[Prompt]:
An identical copy of every entry below is the required output.

[Data provided]:
PR #791, opened 2020-12-16
Gh 787/snackbar crash debug

DmitryBespalov:
Crash report: https://console.firebase.google.com/u/0/project/safe-firebase-mainnet/crashlytics/app/ios:io.gnosis.multisig.prod.mainnet/issues/b351e84478f859565c2f2f974d673d1f?time=last-seven-days&sessionEventKey=6f18296829174cde9e15a2722c6a01b7_1485135971032942665

I don't know what is the reason. 

Things that I thought of:
- Threading issue? I checked - it looks like it should always be called on main thread. I added precondition checks.
- Optional unwrapping issue? - I changed the implicit to explicit unwrapping
- What else could it be?


sche:
hm. The use was on Enter seed phrase screen (pop over). I don't know how it could happed that a snackbar message appeared there. Can it be some glitch with timer? Or could a message be stuck while user was switching tabs/screens?

DmitryBespalov:
snackbar is shown on top of everything else, including any opened screens, so the message is not covered by modal screens.

Issue #816, opened 2020-12-23
[iOS] Uniform tx list:Wrong name for Queue and Next transaction sections on Queue tab


liliya-soroka:
**Bug description**
Wrong name for Queue and Next transaction sections on Queue tab:
next instead of NEXT TRANSACTION
Queued instead of QUEUE
**Steps To Reproduce**
1. Go to the Queue tab in the transactions when there are txs in both sections
Current result:
![image.png](https://images.zenhubusercontent.com/5ed757c29459bb36bacd4bba/8e82a00b-4429-4c40-a8d9-8128ba26d1b0)
**Expected Result**
![image.png](https://images.zenhubusercontent.com/5ed757c29459bb36bacd4bba/a5a2f912-0627-4a21-ad62-ec2f7fe5af26)

**Device & App version**
 - Device/OS: iPhone X/14.2
 - App version: 2.8.0 (244)
 
**Environment**
staging, rinkeby
**Additional info**
(Optional)

liliya-soroka:
Verified
app version 2.8.0 (259)

PR #818, opened 2021-01-04
gh-816 Fix issue

MouazAlzahabi:
I didn't consider labels as types here because I thought it's something related more to ui rather than model, WDYT about such implementation


DmitryBespalov:
I think, semantically, that "label" field is actually type identifier and not a string or header, therefore it's like an enum to me. While the approach in this PR works, it feels a bit confusing with what backend is expecting

DmitryBespalov (approved):
however, I'm ok with that since this is easy to fix if needed

sche (approved):

Issue #807, opened 2020-12-22
[iOS] Old view of internet connection error on the Enter ENS name page


liliya-soroka:
**Bug description**
Old view of internet connection error on the Enter ENS name page
**Steps To Reproduce**
1. Turn the internet connection off
2. Go to the Add safe->enter ENS
3. Enter ENS name
Current result: The message in the old format is displayed
**Expected Result**
![image.png](https://images.zenhubusercontent.com/5ed757c29459bb36bacd4bba/4d301686-8151-4f41-96bf-fea2ee948b5a)
**Screenshots**
![image.png](https://images.zenhubusercontent.com/5ed757c29459bb36bacd4bba/cdf8a6d0-582f-42af-a7b4-ccc9ce2ee497)
**Device & App version**
 - Device/OS: Iphone X/14.2
 - App version: 2.8.0 (244)
 
**Environment**
staging, rinkeby
**Additional info**
(Optional)

liliya-soroka:
Verified
app version 2.8.0 (259)

PR #823, opened 2021-01-05
gh-807 detailed web3 response errors

sche:


Multisig/Data/Services/Utils/GSError.swift
```diff
@@ -340,4 +340,12 @@ enum GSError {
         let loggable = true
     }
 
+    struct ThirdPartyError: DetailedLocalizedError {
+        let description = "Third party library error"
+        let reason: String
+        let howToFix = "Please try again later or contact Safe support if this issue persists"
```
DmitryBespalov, line 346: Just to make sure, are you also updating the spec doc to include the new error reasons & codes?

sche: Yes, I do

DmitryBespalov (approved):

[Answer section]:
PR #791, opened 2020-12-16
Gh 787/snackbar crash debug

DmitryBespalov:
Crash report: https://console.firebase.google.com/u/0/project/safe-firebase-mainnet/crashlytics/app/ios:io.gnosis.multisig.prod.mainnet/issues/b351e84478f859565c2f2f974d673d1f?time=last-seven-days&sessionEventKey=6f18296829174cde9e15a2722c6a01b7_1485135971032942665

I don't know what is the reason. 

Things that I thought of:
- Threading issue? I checked - it looks like it should always be called on main thread. I added precondition checks.
- Optional unwrapping issue? - I changed the implicit to explicit unwrapping
- What else could it be?


sche:
hm. The use was on Enter seed phrase screen (pop over). I don't know how it could happed that a snackbar message appeared there. Can it be some glitch with timer? Or could a message be stuck while user was switching tabs/screens?

DmitryBespalov:
snackbar is shown on top of everything else, including any opened screens, so the message is not covered by modal screens.

Issue #816, opened 2020-12-23
[iOS] Uniform tx list:Wrong name for Queue and Next transaction sections on Queue tab


liliya-soroka:
**Bug description**
Wrong name for Queue and Next transaction sections on Queue tab:
next instead of NEXT TRANSACTION
Queued instead of QUEUE
**Steps To Reproduce**
1. Go to the Queue tab in the transactions when there are txs in both sections
Current result:
![image.png](https://images.zenhubusercontent.com/5ed757c29459bb36bacd4bba/8e82a00b-4429-4c40-a8d9-8128ba26d1b0)
**Expected Result**
![image.png](https://images.zenhubusercontent.com/5ed757c29459bb36bacd4bba/a5a2f912-0627-4a21-ad62-ec2f7fe5af26)

**Device & App version**
 - Device/OS: iPhone X/14.2
 - App version: 2.8.0 (244)
 
**Environment**
staging, rinkeby
**Additional info**
(Optional)

liliya-soroka:
Verified
app version 2.8.0 (259)

PR #818, opened 2021-01-04
gh-816 Fix issue

MouazAlzahabi:
I didn't consider labels as types here because I thought it's something related more to ui rather than model, WDYT about such implementation


DmitryBespalov:
I think, semantically, that "label" field is actually type identifier and not a string or header, therefore it's like an enum to me. While the approach in this PR works, it feels a bit confusing with what backend is expecting

DmitryBespalov (approved):
however, I'm ok with that since this is easy to fix if needed

sche (approved):

Issue #807, opened 2020-12-22
[iOS] Old view of internet connection error on the Enter ENS name page


liliya-soroka:
**Bug description**
Old view of internet connection error on the Enter ENS name page
**Steps To Reproduce**
1. Turn the internet connection off
2. Go to the Add safe->enter ENS
3. Enter ENS name
Current result: The message in the old format is displayed
**Expected Result**
![image.png](https://images.zenhubusercontent.com/5ed757c29459bb36bacd4bba/4d301686-8151-4f41-96bf-fea2ee948b5a)
**Screenshots**
![image.png](https://images.zenhubusercontent.com/5ed757c29459bb36bacd4bba/cdf8a6d0-582f-42af-a7b4-ccc9ce2ee497)
**Device & App version**
 - Device/OS: Iphone X/14.2
 - App version: 2.8.0 (244)
 
**Environment**
staging, rinkeby
**Additional info**
(Optional)

liliya-soroka:
Verified
app version 2.8.0 (259)

PR #823, opened 2021-01-05
gh-807 detailed web3 response errors

sche:


Multisig/Data/Services/Utils/GSError.swift
```diff
@@ -340,4 +340,12 @@ enum GSError {
         let loggable = true
     }
 
+    struct ThirdPartyError: DetailedLocalizedError {
+        let description = "Third party library error"
+        let reason: String
+        let howToFix = "Please try again later or contact Safe support if this issue persists"
```
DmitryBespalov, line 346: Just to make sure, are you also updating the spec doc to include the new error reasons & codes?

sche: Yes, I do

DmitryBespalov (approved):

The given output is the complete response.